Diesen Umstand unterstreicht auch Universitätspräsident Manfred Schmitt anlässlich der Eröffnung: „Mit dem nun gestarteten Zentrum für Digitale Neurotechnologie versammeln sich Kompetenzen aus vielerlei Bereichen, die im Saarland seit vielen Jahren oft teils unabhängig voneinander existieren: Medizin, Biotechnologie, Informatik und Ingenieurwissenschaften haben an der Universität des Saarlandes, an der Hochschule für Technik und Wirtschaft und am Zentrum für Mechatronik und Automatisierungstechnik eine lange Tradition. Insofern ist es nur folgerichtig, dass nun auch diese Institutionen, ähnlich wie die Daten, die es in den Forschungsprojekten miteinander zu verknüpfen gilt, hier miteinander verbunden werden.“  

Ministerpräsident Tobias Hans betont: „Wir erleben gerade eine Revolution in den verschiedensten gesellschaftlichen Bereichen durch die immer engere Kooperation von Mensch und Maschine.
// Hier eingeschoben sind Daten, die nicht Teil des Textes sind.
PR #4297, opened 2022-07-11
feat(base_layer): checkpoint signature validation

mrnaveira:
Description
---
* New base layer validation of checkpoint signatures: verifies that ALL the signatures present in the checkpoint are valid
* Unified the error type for invalid signatures across all contract output types

Motivation and Context
---
The base layer needs to check if all the signatures in a checkpoint are valid.

This PR is based on previous work on checkpoints (see #4261  and #4285). The checkpoint signature is calculated as:
`e = H_1(signer_public_key || public_nonce || H_2(contract_id||commitment||merkle_root||checkpoint_number))`

But take into account that the `commitment` is still a mock value as of now we still don't have a method for creating a shared value.

How Has This Been Tested?
---
New unit test checks that invalid signatures are detected


SWvheerden (approved):
LGTM

sdbondi (approved):

PR #4303, opened 2022-07-12
feat(base_layer): checkpoint quorum validation

mrnaveira:
Description
---
Refactored the base layer committee validation for checkpoints:
* Now it's based on `HashSet` of VNC public keys: one for the constitution and other for the checkpoint
    * Surprisingly, clippy warns about `mutable_key_type` for using `PublicKey` types as the keys in the `HashSet`. I'm not sure where the mutability comes from. I decided to ignore that rule for the validation function
* The existing validation of members is now done by checking the _difference_ of the public key sets
* The new quorum validation is done by checking the _intersection_ of the public key sets

Motivation and Context
---
The base layer need to validate if the quorum of an incoming checkpoint is met. The minimum quorum for checkpoints is specified in the `ContractConstitution`, in the `checkpoint_params.minimum_quorum_required field`

How Has This Been Tested?
---
New unit test to check both successful and failing scenarios regarding quorum conditions


sdbondi (dismissed):
I like the use of HashSet for ease of code understanding, but it does result in some extra clones + heap allocations which could be avoided with a for loop. I think a HashSet<&PublicKey> would also work and use less memory (allocates only `n` words/usize).

In any case, happy for it to go in :+1:

sdbondi (approved):

PR #4307, opened 2022-07-14
feat: add sending to stealth address (command, grpc, gui)

Cifko:


stringhandler (approved):
Nonces should probably be saved to generate payment proofs, but this can be added later

PR #4310, opened 2022-07-14
feat: support for stealth addresses in one-sided transactions

agubarev:
Description
---
Added support of one-sided transactions with stealth addresses to the output scanner.

Motivation and Context
---
https://rfc.tari.com/RFC-0203_StealthAddresses.html

How Has This Been Tested?
---
manually, unit tests


base_layer/wallet/src/output_manager_service/service.rs
```diff
@@ -1888,97 +1892,159 @@ where
...
+                                .finalize()
+                                .as_ref(),
+                        )
+                        .unwrap();
+
+                        // calculating spending (public) key
+                        let ks = PublicKey::from_secret_key(&c) + public_key;
+
+                        if &ks != provided_spending_public.as_ref() {
+                            return None;
```
SWvheerden: I don't think return here will give the correct behaviour. 
If this case here is not correct, we should not drop all other correct UTXO and return back with none. This is in the middle of an iteration, I suspect you only want to continue here?

base_layer/wallet/src/output_manager_service/service.rs
```diff
@@ -1888,97 +1892,159 @@ where
...
-                            known_one_sided_payment_scripts[i].input.clone(),
-                            known_one_sided_payment_scripts[i].private_key.clone(),
-                            output.sender_offset_public_key,
-                            output.metadata_signature,
-                            known_one_sided_payment_scripts[i].script_lock_height,
-                            output.covenant,
-                            output.encrypted_value,
-                        );
+        // ----------------------------------------------------------------------------
+        // scanning
```
SWvheerden: This function is now super long, 
Rather than make these comments, 
I would split the function into two.
One for scanning(this one can also potentially be divided into two) and one for processing.

SWvheerden (commented):
Looks good.

base_layer/wallet/src/output_manager_service/service.rs
agubarev: Yes, `return None` is to skip, to return from `filter_map` closure.  This function is to only find and add certain outputs, it's not supposed to pass anything through.

base_layer/wallet/src/output_manager_service/service.rs
agubarev: I thought about it, though the last function that adds scanned outputs would not be used for anything else. I have a TODO in place to make it shorter instead.

agubarev: Actually, you're right. I'll split it into two, because the 2 can be (possibly) useful for independent use.

base_layer/wallet/src/output_manager_service/service.rs
```diff
@@ -1888,97 +1892,159 @@ where
...
+                        ) {
+                            Err(_) => None,
+                            Ok(spend_key) => Some((output.clone(), secret_key.clone() + c, spend_key)),
+                        }
+                    },
+
+                    _ => None,
+                }
+            })
+            .collect_vec();
```
sdbondi: Use this and remove itertools as dependency

```suggestion
            .collect::<Vec<_>>();
```

agubarev: it's a leftover from what I didn't use after all, though it's still nice to have around, and besides this service is already using it in dibbler. do you still want it out?

base_layer/wallet/src/output_manager_service/service.rs
```diff
@@ -1888,97 +1891,159 @@ where
...
+                    // one-sided stealth address
+                    // NOTE: Extracting the nonce R and a spending (public aka scan_key) key from the script
+                    // NOTE: [RFC 203 on Stealth Addresses](https://rfc.tari.com/RFC-0203_StealthAddresses.html)
+                    [Opcode::PushPubKey(nonce), Opcode::Drop, Opcode::PushPubKey(provided_spending_public)] => {
+                        let secret_key = self.node_identity.secret_key().clone();
+                        let public_key = self.node_identity.public_key();
+
+                        // computing shared secret
+                        let c = RistrettoSecretKey::from_bytes(
+                            DomainSeparatedHasher::<Blake256, GenericHashDomain>::new("stealth address")
```
AaronFeickert: The [hashing API](https://github.com/tari-project/tari-crypto/blob/main/src/hashing.rs) suggests a descriptive reverse-DNS structure for domain separation labels.

base_layer/wallet/src/transaction_service/service.rs
```diff
@@ -1268,6 +1276,80 @@ where
...
+        >,
+    ) -> Result<TxId, TransactionServiceError> {
+        if self.node_identity.public_key() == &dest_pubkey {
+            warn!(target: LOG_TARGET, "One-sided spend-to-self transactions not supported");
+            return Err(TransactionServiceError::OneSidedTransactionError(
+                "One-sided-to-stealth-address spend-to-self transactions not supported".to_string(),
+            ));
+        }
+        let (nonce_private_key, nonce_public_key) = PublicKey::random_keypair(&mut OsRng);
+        let c = DomainSeparatedHasher::<Blake256, GenericHashDomain>::new("stealth address")
```
AaronFeickert: The [hashing API](https://github.com/tari-project/tari-crypto/blob/main/src/hashing.rs) suggests a descriptive reverse-DNS structure for domain separation labels.

base_layer/wallet/src/output_manager_service/service.rs
agubarev: we've changed label to `com.tari.stealth_address`, in both PRs; is that what you meant?

base_layer/wallet/src/output_manager_service/service.rs
stringhandler: I was also thrown by this. I think the filter_map is too large and you should probably rather use a simple for loop

base_layer/wallet/src/output_manager_service/service.rs
```diff
@@ -1888,97 +1891,159 @@ where
...
-                                return Err(err.into());
+        let scanned_outputs = outputs
+            .into_iter()
+            .filter_map(|output| {
+                // TODO: use MultiKey
+                match output.script.as_slice() {
+                    // ----------------------------------------------------------------------------
+                    // simple one-sided address
+                    [Opcode::PushPubKey(spending_key_public)] => {
+                        let keys = match self.resources.db.get_all_known_one_sided_payment_scripts() {
```
stringhandler: Calling this db method for every output is not necessary, rather move it outside the loop

base_layer/wallet/src/output_manager_service/service.rs
```diff
@@ -1888,97 +1891,159 @@ where
         Ok(())
     }
 
-    /// Attempt to scan and then rewind all of the given transaction outputs into unblinded outputs based on known
-    /// pubkeys
     fn scan_outputs_for_one_sided_payments(
```
hansieodendaal, line 2517:
```suggestion
    /// Attempt to scan and then rewind all of the given transaction outputs into unblinded outputs based on known
    /// pubkeys
    fn scan_outputs_for_one_sided_payments(
```

base_layer/wallet/src/output_manager_service/service.rs
hansieodendaal: Agreed

base_layer/wallet/src/output_manager_service/service.rs
```diff
@@ -1888,97 +1891,175 @@ where
...
+                    }
+                },
+
+                // ----------------------------------------------------------------------------
+                // one-sided stealth address
+                // NOTE: Extracting the nonce R and a spending (public aka scan_key) key from the script
+                // NOTE: [RFC 203 on Stealth Addresses](https://rfc.tari.com/RFC-0203_StealthAddresses.html)
+                [Opcode::PushPubKey(nonce), Opcode::Drop, Opcode::PushPubKey(scanned_pk)] => {
+                    // computing shared secret
+                    let c = RistrettoSecretKey::from_bytes(
```
```suggestion
                    let stealth_key = PrivateKey::from_bytes(
```
We should use the generic types as far as possible

hansieodendaal (commented):
LGTM - just a couple of small comments

hansieodendaal:
Please add unit and cucumber tests (see `Scenario: Wallet sending and receiving one-sided transactions`) for one sided stealth addresses.

Cifko:
> Please add unit and cucumber tests (see `Scenario: Wallet sending and receiving one-sided transactions`) for one sided stealth addresses.

This is planned in next PR, because for that we need both PRs (this is scanning, and other one is sending) to be merged.

stringhandler:
Your PR has already been merged @Cifko

integration_tests/features/WalletTransactions.feature
```diff
@@ -32,6 +32,35 @@ Feature: Wallet Transactions
     Then all nodes are at height 30
     Then I wait for wallet WALLET_C to have at least 1500000 uT
 
+
```
stringhandler:
```suggestion
@critical
```

base_layer/wallet_ffi/src/lib.rs
```diff
@@ -900,8 +942,204 @@ pub unsafe extern "C" fn private_key_from_hex(key: *const c_char, error_out: *mu
...
+/// as an out parameter.
+///
+/// ## Returns
+/// `*mut  TariPublicKey` - Returns a pointer to a `TariPublicKey`, which is a resulting sum of two public keys.
+/// Note that it returns ptr::null_mut() if either given key is null
+///
+/// # Safety
+/// The `public_key_destroy()` must be called when finished with a `TariPublicKey` to prevent a memory leak
+#[no_mangle]
+pub unsafe extern "C" fn private_key_add(
```
stringhandler: I don't think these are needed

stringhandler (dismissed):

stringhandler (approved):

PR #4312, opened 2022-07-14
refactor(base_layer): dan validation improvements

mrnaveira:
Description
---
* All helper functions for DAN validations are moved to `helpers.rs`, this cleans the code in each individual validator
* Improved some error handling:
    * Used the existing `MissingContractData` error variant when possible
    * Renaming `DuplicateUtxo` error type variant to `DuplicatedUtxo`
* Regarding unit testing:
    * Changed all error asserts to match the error variant instead of the error message
    * Used the existing `publish_contract` function when possible, to reduce boilerplate code
    * Refactored the available UTXOs to be an iterator instead of a vector. This allows us to avoid specifying each index when spending a UTXO (which is error prone as they can only be spent once).

Motivation and Context
---
During the development (and testing) of DAN base layer validations, some pain points were introduced. This PRs tries to clean some of them.

How Has This Been Tested?
---
All the existing unit tests for the DAN validations pass


sdbondi (approved):
Nice - the iterator makes much more sense :)

Issue #4721, opened 2022-09-22
[console wallet/mempool] Mined transactions being invalidated due to `DuplicateKernelError`, `Validation failed due to already mined kernel`


hansieodendaal:
In some cases, a perfectly fine transaction that has been submitted to the mempool and being monitored by the wallet will be invalidated in the mempool whren it has been mined due to `DuplicateKernelError`, `Validation failed due to already mined kernel`, but then marked invalid in the wallet as well.

This behaviour surfaces during many coin splits.

stringhandler:
I think the broadcast protocol should not see this as an error.

PR #4735, opened 2022-09-26
fix: mined tx being invalid

Cifko:
Description
---
Fix mined transaction marked as invalid in the wallet.
https://github.com/tari-project/tari/issues/4721

How Has This Been Tested?
---
I wasn't able to reproduce the original bug. So only github actions tests.


SWvheerden (dismissed):
LGTM

stringhandler (approved):

PR #4737, opened 2022-09-26
feat: change priority in mempool to take into account age

SWvheerden:
Description
---
Changes the mempool to look at insertion time and not input maturity. 
These changes reflect the new updated [mempool rfc](https://github.com/tari-project/rfcs/pull/13)

Motivation and Context
---
The current code looks at the min input maturity, aka spending the oldest input, as an equalizer on the fee_per_gram when determining the transaction to pick for mining. This check is moot as even our default implementation of transaction sending uses 0 for all transactions except the coinbases which have their maturity checked on consensus rules. This means that most users will just keep that 0 as its not enforceable and, it will in most cases be 0, meaning this check is moot. 

This update adds in a local time as the equalizer for the same fee_per_gram so that we still choose the oldest transactions to put in a block. Adding in this behavior gives preference to older transactions and is desireable for the network as it means most transactions will be mined at some point, and it won't lead to stale transactions sitting in a mempool.


base_layer/core/src/mempool/priority/prioritized_transaction.rs
```diff
@@ -46,7 +47,11 @@ impl FeePriority {
         // Big-endian used here, the MSB is in the starting index. The ordering for Vec<u8> is big-endian and the
         // unconfirmed pool expects the lowest priority to be sorted lowest to highest in the BTreeMap
         let fee_priority = fee_per_byte.to_be_bytes();
-        let maturity_priority = (u64::MAX - transaction.min_input_maturity()).to_be_bytes();
+        let age = match SystemTime::now().duration_since(UNIX_EPOCH) {
+            Ok(n) => n.as_secs(),
+            Err(_) => 0,
+        };
+        let maturity_priority = (u64::MAX - age).to_be_bytes();
```
stringhandler:
```suggestion
        let age_priority = (u64::MAX - age).to_be_bytes();
```

stringhandler (approved):

PR #4742, opened 2022-09-27
feat: add multisig script that returns aggregate of signed public keys

hansieodendaal:
Description
---
Added an `m-of-n` multisig TariScript that returns the aggregate public key of the signatories if successful and fails otherwise. 

This is useful if the aggregate public key of the signatories is also the script public key, where signatories would work together to create an aggregate script signature using their individual script private keys.

Motivation and Context
---
To enhance the practicality of the  `m-of-n` multisig TariScript.

How Has This Been Tested?
---
Unit tests

Co-Authored-By: SW van Heerden swvheerden@gmail.com


stringhandler:
Needs a link to an RFC

hansieodendaal:
Please see https://github.com/tari-project/rfcs/pull/14 where the op codes have been added.

infrastructure/tari_script/src/script.rs
```diff
@@ -522,20 +529,25 @@ impl TariScript {
...
                 if !sig_set.contains(s) && !key_signed[i] && s.verify_challenge(pk, &message) {
                     key_signed[i] = true;
                     sig_set.insert(s);
+                    agg_pub_key = agg_pub_key + pk;
                     break;
                 }
             }
             if !sig_set.contains(s) {
-                return Ok(false);
+                return Ok(None);
```
jorgeantonio21, line 545: As an honest question, entering the current scope, means that the signature `s` hasn't signed the challenge set by `pk` and `message`. Shouldn't we error in this case, as this might be a case of a malicious execution ? Moreover, it would also allow to distinguish the case in which not enough signatures have been provided.

jorgeantonio21:
LGTM !

infrastructure/tari_script/src/script.rs
hansieodendaal: Error conditions are managed by the caller branch in `fn execute_opcode(`. It depends on the design of the opcode response.

infrastructure/tari_script/src/op_codes.rs
```diff
@@ -458,6 +466,13 @@ impl Opcode {
                 }
                 array.extend_from_slice(msg.deref());
             },
+            CheckMultiSigVerifyAggregatePubKey(m, n, public_keys, msg) => {
+                array.extend_from_slice(&[OP_CHECK_MULTI_SIG_VERIFY_AGGREGATE_PUB_KEY, *m, *n]);
+                for public_key in public_keys {
+                    array.extend(public_key.to_vec());
```
sdbondi: nit: Save an allocation
```suggestion
                    array.extend_from_slice(public_key.as_bytes());
```

sdbondi (commented):
Makes sense. One very minor improvement.

An alternative is make CHECK_MULTISIG_VERIFY push an aggregate public key (breaking change, but does not matter at this stage) and the user/script author could discard this using drop if needed but IDK this may be better and the difference between CHECK_MULTISIG_VERIFY and this opcode should be pretty straightforward to document/understand.

infrastructure/tari_script/src/op_codes.rs
```diff
@@ -116,6 +116,7 @@ pub const OP_CHECK_MULTI_SIG_VERIFY: u8 = 0xaf;
 pub const OP_HASH_BLAKE256: u8 = 0xb0;
 pub const OP_HASH_SHA256: u8 = 0xb1;
 pub const OP_HASH_SHA3: u8 = 0xb2;
+pub const OP_CHECK_MULTI_SIG_VERIFY_AGGREGATE_PUB_KEY: u8 = 0xb3;
```
sdbondi: This byte code is now in use since #4749 
```suggestion
pub const OP_CHECK_MULTI_SIG_VERIFY_AGGREGATE_PUB_KEY: u8 = 0xb4;
```

hansieodendaal:
> An alternative is make CHECK_MULTISIG_VERIFY push an aggregate public key (breaking change, but does not matter at this stage) and the user/script author could discard this using drop if needed but IDK this may be better and the difference between CHECK_MULTISIG_VERIFY and this opcode should be pretty straightforward to document/understand.

@CjS77 and @stringhandler your opinions? Do we add this additional op-code or condense `CheckMultiSigVerifyAggregatePubKey` into `CheckMultiSigVerify`?

stringhandler (approved):

PR #4743, opened 2022-09-27
fix(clients): fix tari nodejs client proto paths

sdbondi:
Description
---
Uses correct path for proto files for nodejs wallet client

Motivation and Context
---
NodeJS clients were put in `nodejs` directory, however the relative path to the proto files were not updated

How Has This Been Tested?
---
Running integration tests

### DIFF
--- a/.circleci/config.yml
+++ b/.circleci/config.yml
@@ -12,7 +12,7 @@ commands:
           command: node -v
       - run:
           name: npm ci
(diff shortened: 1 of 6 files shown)


Cifko:
You also need to fix the path in github actions `integration_tests.yml`

stringhandler (dismissed):

PR #4749, opened 2022-09-28
feat(tariscript): adds ToRistrettoPoint op-code

sdbondi:
Description
---
- Adds ToRistrettoPoint opcodes
- Added scalar stack item

Motivation and Context
---
As per RFC-202
Ref https://github.com/tari-project/rfcs/pull/15
Ref https://github.com/tari-project/tari/pull/4742

How Has This Been Tested?
---
Additional unit tests + tests updated

### DIFF
--- a/infrastructure/tari_script/src/op_codes.rs
+++ b/infrastructure/tari_script/src/op_codes.rs
@@ -24,6 +24,7 @@ use tari_utilities::{hex::Hex, ByteArray, ByteArrayError};
 use super::ScriptError;
 
 pub type HashValue = [u8; 32];
+pub type ScalarValue = [u8; 32];
 pub type Message = [u8; MESSAGE_LENGTH];
 
 const PUBLIC_KEY_LENGTH: usize = 32;
--- a/infrastructure/tari_script/src/op_codes.rs
+++ b/infrastructure/tari_script/src/op_codes.rs
@@ -452,14 +452,14 @@ impl Opcode {
             CheckMultiSig(m, n, public_keys, msg) => {
                 array.extend_from_slice(&[OP_CHECK_MULTI_SIG, *m, *n]);
                 for public_key in public_keys {
-                    array.extend(public_key.to_vec());
+                    array.extend(public_key.as_bytes());
                 }
                 array.extend_from_slice(msg.deref());
             },
             CheckMultiSigVerify(m, n, public_keys, msg) => {
                 array.extend_from_slice(&[OP_CHECK_MULTI_SIG_VERIFY, *m, *n]);
                 for public_key in public_keys {
-                    array.extend(public_key.to_vec());
+                    array.extend(public_key.as_bytes());
                 }
                 array.extend_from_slice(msg.deref());
             },
--- a/infrastructure/tari_script/src/op_codes.rs
+++ b/infrastructure/tari_script/src/op_codes.rs
@@ -116,6 +116,7 @@ pub const OP_CHECK_MULTI_SIG_VERIFY: u8 = 0xaf;
 pub const OP_HASH_BLAKE256: u8 = 0xb0;
 pub const OP_HASH_SHA256: u8 = 0xb1;
 pub const OP_HASH_SHA3: u8 = 0xb2;
+pub const OP_TO_RISTRETTO_POINT: u8 = 0xb3;
 
 // Opcode constants: Miscellaneous
 pub const OP_RETURN: u8 = 0x60;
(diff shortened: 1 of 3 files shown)


infrastructure/tari_script/src/op_codes.rs
```diff
@@ -116,6 +116,7 @@ pub const OP_CHECK_MULTI_SIG_VERIFY: u8 = 0xaf;
 pub const OP_HASH_BLAKE256: u8 = 0xb0;
 pub const OP_HASH_SHA256: u8 = 0xb1;
 pub const OP_HASH_SHA3: u8 = 0xb2;
+pub const OP_TO_RISTRETTO_POINT: u8 = 0xb3;
```
delta1, line 120: https://github.com/tari-project/tari/pull/4742/files#diff-307c63687b44168345b04870922da3ee590273f9c3cc8b57795d1992d3706386R119

sdbondi: Thanks :eyes:

hansieodendaal (dismissed):
Nice, just noted today this is missing.

LGTM

infrastructure/tari_script/src/script.rs
```diff
@@ -537,6 +539,19 @@ impl TariScript {
...
+
+    fn handle_to_ristretto_point(&self, stack: &mut ExecutionStack) -> Result<(), ScriptError> {
+        let item = stack.pop().ok_or(ScriptError::StackUnderflow)?;
+        let scalar = match &item {
+            StackItem::Hash(hash) => hash.as_slice(),
+            StackItem::Scalar(scalar) => scalar.as_slice(),
+            _ => return Err(ScriptError::IncompatibleTypes),
+        };
+        let scalar = RistrettoSecretKey::from_bytes(scalar).map_err(|_| ScriptError::InvalidData)?;
+        let ristretto_pk = RistrettoPublicKey::from_secret_key(&scalar);
```
willyrgf: May improve readability.

```suggestion
        let ristretto_sk = RistrettoSecretKey::from_bytes(scalar).map_err(|_| ScriptError::InvalidData)?;
        let ristretto_pk = RistrettoPublicKey::from_secret_key(&ristretto_sk);
```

Es freut mich, dass das Saarland an führender Stelle in der Erforschung dieser Zusammenarbeit tätig ist.“

Dieter Leonhard, der Präsident der htw saar, betrachtet das neu eingerichtete Zentrum so: „Innovative neurotechnologische Themen wie Hirn-Computer-Schnittstellen und empathische Maschinen sind meines Erachtens ein wesentliches Zukunftsthema, welches jedoch nur interdisziplinär bearbeitet werden kann. Durch die Verknüpfung wissenschaftlich hervorragend ausgewiesener Bereiche entwickeln wir mit dem Zentrum eine Struktur weiter, die einen hohen wissenschaftlichen Output und zugleich ein hohes Anwendungspotenzial erwarten lässt.  Die internationale Sichtbarkeit ist schon jetzt gut, wie Delegationsbesuche aus dem Silicon Valley, Publikationen und Konferenzen zeigen.“

Uwe Class, Global Director Advanced Human Interface Solutions beim Industriepartner ZF, sagt anlässlich der Eröffnung: „Für uns als ZF ist das Zentrum für Digitale Neurotechnologien eine wichtige, komplementäre Säule zur künstlichen Intelligenz und Cybersecurity im Saarland. Es schafft eine einzigartige Verbindung zwischen Informatik und Biowissenschaften, mit großem Potenzial für den Bereich Automotive Health.“

Das Zentrum für Digitale Neurotechnologie wird zu 40 Prozent aus Mitteln des Europäischen Fonds für regionale Entwicklung (EFRE) und zu 60 Prozent aus Mitteln des Saarlandes mit insgesamt 2,7 Millionen Euro gefördert.